** Opening Working data block **

PR #2073, opened 2025-10-09
Add WorkflowType tag to activity log

wilianto:
## What was changed
Add WorkflowType tag to all activity logs

## Why?
We have an activity that’s reused across multiple workflows. This tag will help us debug production issues more efficiently by allowing filtering based on workflow type.

## Checklist

1. Closes 

2. How was this tested:

Manually by pointing the SDK to local build.

Sample log:
```
6:33PM ERR Activity error. ActivityType=CreateJournalEntry Attempt=10429 Error="invalid_argument: validation failed: amount: value 0 is less than minimum of 1." Namespace=default RunID=d063adf7-bfc5-4803-b70c-11153049699b TaskQueue=journal WorkerID=35819@Wiliantos-MacBook-Pro.local@ WorkflowID=chargefeev2_fee_bjyopigj5n1ga8n4hleazzes56 WorkflowType=ChargeFeeWorkflow
```

### DIFF
--- a/internal/internal_task_handlers.go
+++ b/internal/internal_task_handlers.go
@@ -2229,6 +2229,7 @@ func newServiceInvoker(
 func (ath *activityTaskHandlerImpl) Execute(taskQueue string, t *workflowservice.PollActivityTaskQueueResponse) (result interface{}, err error) {
 	traceLog(func() {
 		ath.logger.Debug("Processing new activity task",
+			tagWorkflowType, t.WorkflowType.GetName(),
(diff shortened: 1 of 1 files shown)


yuandrew:
We don't want to add this key/label pair to activity logs for ALL Go SDK users. Instead, you can use the `activityOutboundInterceptor` to add extra tags, see the SDK sample: https://github.com/temporalio/samples-go/blob/6c38ecf1c880e19906e17eacb1ebb069a3ee2108/logger-interceptor/interceptor.go#L50

PR #2075, opened 2025-10-09
Set worker version on eager start requests

Sushisource:
## What was changed
Add worker deployment options to eager workflow start requests

## Why?
Needed so server has versioning info available to it when processing eager start requests

## Checklist

1. Closes 

2. How was this tested:
Unit tests

3. Any docs updates needed?

### DIFF
--- a/internal/internal_eager_workflow_test.go
+++ b/internal/internal_eager_workflow_test.go
@@ -104,7 +104,6 @@ func TestEagerWorkflowDispatchWithDeploymentOptions(t *testing.T) {
 	require.Equal(t, workerWithDeployment, exec.worker)
 	require.True(t, request.GetRequestEagerExecution())
 
-	// Verify that deployment options were set correctly
 	require.NotNil(t, request.EagerWorkerDeploymentOptions)
 	ewdo := request.EagerWorkerDeploymentOptions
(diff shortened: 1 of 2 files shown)


internal/internal_eager_workflow_test.go
```diff
@@ -68,6 +74,77 @@ func TestEagerWorkflowDispatchAvailableWorker(t *testing.T) {
...
+	dispatcher := &eagerWorkflowDispatcher{
+		workersByTaskQueue: make(map[string]map[eagerWorker]struct{}),
+	}
+
+	// Worker without deployment versioning enabled
+	workerWithoutVersioning := &eagerWorkerMock{
+		tryReserveSlotCallback: func() *SlotPermit { return &SlotPermit{} },
+		deploymentOptions: WorkerDeploymentOptions{
+			UseVersioning: false,
+			Version: WorkerDeploymentVersion{
```
yuandrew, line 124: For my own learning, when would this scenario happen, where `WorkerDeploymentVersion` is specified but `UseVersioning` is turned off?

Sushisource: You just want the build id to show up in history.

PR #2081, opened 2025-10-17
Remove Nexus deprecated APIs

bergundy:
Left the compatibility with older servers for now that may use `OperationID`.

### DIFF
--- a/temporalnexus/operation.go
+++ b/temporalnexus/operation.go
@@ -321,6 +321,7 @@ func ExecuteUntypedWorkflow[R any](
 			nexusOptions.CallbackHeader = make(nexus.Header)
 		}
 
+		// This field is expected to be populated by servers older than 1.27.0.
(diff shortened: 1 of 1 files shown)


temporalnexus/operation.go
```diff
@@ -323,8 +321,7 @@ func ExecuteUntypedWorkflow[R any](
 			nexusOptions.CallbackHeader = make(nexus.Header)
 		}
 
-		//lint:ignore SA1019 this field is expected to be populated by servers older than 1.27.0.
-		nexusOptions.CallbackHeader.Set(nexus.HeaderOperationID, encodedToken)
+		nexusOptions.CallbackHeader.Set("nexus-operation-id", encodedToken)
```
bergundy, line 325:
```suggestion
		// This field is expected to be populated by servers older than 1.27.0.
		nexusOptions.CallbackHeader.Set("nexus-operation-id", encodedToken)
```

yuandrew (approved):

PR #2087, opened 2025-10-21
Add nightly throughput stress

THardy98:
## What was changed
Added a nightly workflow to run Omes throughput stress scenario.

Runs throughput stress with a minimum throughput expectation.

Uploads worker logs artifacts and sends a Slack notification on failure.

## Why?
Provides basic smoke/stress testing, with a base benchmark throughput expectation.

### DIFF
--- a/.github/workflows/nightly-throughput-stress.yml
+++ b/.github/workflows/nightly-throughput-stress.yml
@@ -15,7 +15,7 @@ on:
         default: '6h'
         type: string
       timeout:
-        description: 'Scenario timeout (should always be 30m more than duration)'
+        description: 'Scenario timeout (should be greater than duration)'
         required: false
         default: '6h30m'
         type: string


.github/workflows/nightly-throughput-stress.yml
```diff
@@ -0,0 +1,156 @@
...
+  TEST_DURATION: ${{ inputs.duration || vars.NIGHTLY_TEST_DURATION || '6h' }}
+  TEST_TIMEOUT: ${{ inputs.timeout || vars.NIGHTLY_TEST_TIMEOUT || '6h30m' }}
+
+  # Logging and artifacts
+  WORKER_LOG_DIR: /tmp/throughput-stress-logs
+
+  # Omes configuration
+  OMES_REPO: temporalio/omes
+  OMES_REF: main
+  RUN_ID: ${{ github.run_id }}-throughput-stress
```
Quinn-With-Two-Ns, line 39: May want to amend the SDK to the run ID, but if we do we should do for all SDKs

Quinn-With-Two-Ns (approved):

PR #2088, opened 2025-10-22
Stop sending deployment info for session per-worker task queue

Quinn-With-Two-Ns:
Stop sending deployment info for session per-worker task queue

---

> [!NOTE]
> Temporarily disables deployment/versioning for the session activity worker on the resource-specific task queue (restored for creation worker) and adds a session build ID test.
> 
> - **Worker/session handling**:
>   - In `newSessionWorker`, save `params.DeploymentOptions`/`params.UseBuildIDForVersioning`, set `DeploymentOptions.UseVersioning=false` and `UseBuildIDForVersioning=false` for the session activity worker on the resource-specific task queue, then restore for the creation worker.
>   - Minor refactor of `workerOverrides` construction.
> - **Tests**:
>   - Add `TestBuildIDWithSession` in `test/worker_deployment_test.go` to validate running a session-enabled worker with deployment versioning; registers session workflow and activity using `activity.RegisterOptions` and verifies workflow completion.
> 
> <sup>Written by [Cursor Bugbot](https://cursor.com/dashboard?tab=bugbot) for commit 6ef51b01fb675281d585c8f83c89f155f99ea252. This will update automatically on new commits. Configure [here](https://cursor.com/dashboard?tab=bugbot).</sup>

### DIFF
--- a/internal/internal_worker.go
+++ b/internal/internal_worker.go
@@ -452,7 +452,8 @@ func newSessionWorker(client *WorkflowClient, params workerExecutionParameters, 
 	// Save them to restore later
 	deployments := params.DeploymentOptions
 	useBuildIDForVersioning := params.UseBuildIDForVersioning
-	params.DeploymentOptions = WorkerDeploymentOptions{}
+	// Disable versioning for activity worker within session, but still send deployment name for debug purpose
+	params.DeploymentOptions.UseVersioning = false
 	params.UseBuildIDForVersioning = false
 	activityWorker := newActivityWorker(client, params,
 		&workerOverrides{


test/worker_deployment_test.go
```diff
@@ -236,6 +236,57 @@ func (ts *WorkerDeploymentTestSuite) TestBuildIDChangesOverWorkflowLifetime() {
 	ts.Equal("2.0", lastBuildID)
 }
 
+func (ts *WorkerDeploymentTestSuite) TestBuildIDSession() {
+	ts.T().Skip("issue-1650: Build ID integration tests are flaky")
```
Sushisource: Seems like this new guy shouldn't be skipped, no?

internal/internal_worker.go
```diff
@@ -448,15 +448,22 @@ func newSessionWorker(client *WorkflowClient, params workerExecutionParameters,
 	creationTaskqueue := getCreationTaskqueue(params.TaskQueue)
 	params.BackgroundContext = context.WithValue(params.BackgroundContext, sessionEnvironmentContextKey, sessionEnvironment)
 	params.TaskQueue = sessionEnvironment.GetResourceSpecificTaskqueue()
+	// For the resource specific task queue, we don't need to include deployment options
+	// Save them to restore later
+	deployments := params.DeploymentOptions
+	params.DeploymentOptions = WorkerDeploymentOptions{}
```
ShahabT: you need to disable v1-2 versioning too because server still supports that.
```
	params.UseBuildIDForVersioning = false
```

internal/internal_worker.go
```diff
@@ -448,15 +448,25 @@ func newSessionWorker(client *WorkflowClient, params workerExecutionParameters,
 	creationTaskqueue := getCreationTaskqueue(params.TaskQueue)
 	params.BackgroundContext = context.WithValue(params.BackgroundContext, sessionEnvironmentContextKey, sessionEnvironment)
 	params.TaskQueue = sessionEnvironment.GetResourceSpecificTaskqueue()
+	// For the resource specific task queue, we don't need to include deployment options
+	// Save them to restore later
+	deployments := params.DeploymentOptions
```
ShahabT, line 453: Only disable versioning instead of removing the whole thing? better to keep the deployment name and build id if user has given it (to keep in the events).

Quinn-With-Two-Ns: Does it make any difference for an activity only task queue? I don't see any difference in the history.

ShahabT: we might add the deployment options in activity events later

test/worker_deployment_test.go
```diff
@@ -236,6 +237,60 @@ func (ts *WorkerDeploymentTestSuite) TestBuildIDChangesOverWorkflowLifetime() {
 	ts.Equal("2.0", lastBuildID)
 }
 
+func (ts *WorkerDeploymentTestSuite) TestBuildIDWithSession() {
+
```
yuandrew, line 241: Do we want to gate this? All other tests here have this req

```
if os.Getenv("DISABLE_SERVER_1_27_TESTS") != "" {
		ts.T().Skip("temporal server 1.27+ required")
	}
```

test/worker_deployment_test.go
```diff
@@ -236,6 +237,60 @@ func (ts *WorkerDeploymentTestSuite) TestBuildIDChangesOverWorkflowLifetime() {
...
+		BuildID:       v1.BuildID,
+		ConflictToken: response1.ConflictToken,
+	})
+	ts.NoError(err)
+
+	// start workflow1 with 1.0, BasicSession, auto-upgrade
+	wfHandle, err := ts.client.ExecuteWorkflow(ctx, ts.startWorkflowOptions("evolving-wf-1"), "SessionBuildIDWorkflow")
+	ts.NoError(err)
+
+	ts.NoError(wfHandle.Get(ctx, nil))
```
yuandrew, line 291: What is this actually verifying? This seems to pass on `master` without your fix

yuandrew: Should we be asserting that buildId and versioning settings for the session activity worker is properly set?

Quinn-With-Two-Ns: Yeah I am verifying it still works and I didn't break anything.

PR #2105, opened 2025-11-07
fix: run maxNumberOfPollers poller routines instead of initialNumberOfPollers

jjaegerman:
## What was changed
Autoscaling Poller now spawns `maxNumberOfPollers` separate `runPoller` routines instead of previously only `initialNumberOfPollers`. 

## Why?
The `runPoller` ([impl](https://github.com/temporalio/sdk-go/blob/master/internal/internal_worker_base.go#L423), [started here](https://github.com/temporalio/sdk-go/blob/master/internal/internal_worker_base.go#L388)) routines are the main unit of concurrent polling execution.

They acquire (and block on) a semaphore ([here](https://github.com/temporalio/sdk-go/blob/master/internal/internal_worker_base.go#L435)) to limit how many can execute a poll ([here](https://github.com/temporalio/sdk-go/blob/master/internal/internal_worker_base.go#L486)) at a given moment in time

`pollScalerReportHandle` is responsible for deciding on ([here](https://github.com/temporalio/sdk-go/blob/master/internal/internal_worker_base.go#L738)) and triggering autoscaling of pollers by managing the capacity of this semaphore ([here](https://github.com/temporalio/sdk-go/blob/master/internal/internal_worker_base.go#L783))

But since the number of `runPoller` routines is fixed and equal to the autoscaling option's `initialNumberOfPollers` ([here](https://github.com/temporalio/sdk-go/blob/master/internal/internal_worker_base.go#L888)), regardless of the capacity on the semaphore, only a maximum `initialNumberOfPollers` will be able to run a poll at a given moment.

Spawning `maxNumberOfPollers` separate `runPoller` routines instead allows the autoscaling to run up to `maxNumberOfPollers` concurrent polls.

1. Closes 

[2106](https://github.com/temporalio/sdk-go/issues/2106)

3. How was this tested:

Reran the experiment described in the issue and observed a significant increase in `temporal_num_pollers` (all the way up to the default maximum of 100) and significant decrease in average workflow task schedule to start latency (from 30s to 3s).

Also added unit tests that isolate the `scalableTaskPoller`'s concurrency logic with a stubbed out `taskPoller` that blocks until signaled.

4. Any docs updates needed?

No

### DIFF
--- a/internal/internal_worker_base_test.go
+++ b/internal/internal_worker_base_test.go
@@ -1,12 +1,18 @@
 package internal
 
 import (
+	"context"
+	"sync/atomic"
 	"testing"
+	"time"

** Closing Working data block **

# [What to work on]
Filter the data down to the lines that contain the string "main", and copy them.

# [Output of the task]
+  OMES_REF: main
The `runPoller` ([impl](https://github.com/temporalio/sdk-go/blob/master/internal/internal_worker_base.go#L423), [started here](https://github.com/temporalio/sdk-go/blob/master/internal/internal_worker_base.go#L388)) routines are the main unit of concurrent polling execution.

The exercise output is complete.